- _Problem statement_: Please copy each line of the records below that includes the word "this".

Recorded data

Issue #1773, opened 2022-10-09
Check that secure resource properties are set from secure parameters


BernieWhite:
# Rule request

## Suggested rule change

Some resource properties should only be set from secure parameters using the `secureString` or `secureObject` type.

## Applies to the following

The rule applies to the following:

- Resource type: **Microsoft.Resources/deployments**

PR #1774, opened 2022-10-09
Add check for secure values #1773

BernieWhite:
## PR Summary

- Check sensitive resource values use secure parameters.

Working towards #1773.

@VeraBE This is what I'm thinking in terms of addressing the requirements for this check.

## PR Checklist

- [x] Summarized changes
- [x] Change is not breaking
- **Rule changes**
  - [x] Link to a filed issue

### DIFF
--- a/docs/en/rules/Azure.Deployment.SecureValue.md
+++ b/docs/en/rules/Azure.Deployment.SecureValue.md
@@ -1,0 +1,94 @@
+---
+reviewed: 2022-10-10
+severity: Critical
+pillar: Security
+category: Infrastructure provisioning
+resource: Deployment
+online version: https://azure.github.io/PSRule.Rules.Azure/en/rules/Azure.Deployment.SecureValue/
+---
+
+# Use secure resource values
+
+## SYNOPSIS
+
+Use secure parameters for setting properties of resources that contain sensitive information.
+
+## DESCRIPTION
+
+Azure Bicep and Azure Resource Manager (ARM) templates can be used to deploy resources to Azure.
+When deploying Azure resources, sensitive values such as passwords, certificates, and keys should be passed as secure parameters.
+Secure parameters use the `secureString` or `secureObject` type.
+
+Parameters that do not use secure types are recorded in logs and deployment history.
+These values can be retrieved by anyone with access to the deployment history.
+
+## RECOMMENDATION
+
+Consider using secure parameters for sensitive resource properties.
+
+## EXAMPLES
+
+### Configure with Azure template
+
+To configure deployments that pass this rule:
+
+- Set the type of parameters used set sensitive resource properties to `secureString` or `secureObject`.
+
+For example:
+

- _Exercise result_:
@VeraBE This is what I'm thinking in terms of addressing the requirements for this check.
+To configure deployments that pass this rule:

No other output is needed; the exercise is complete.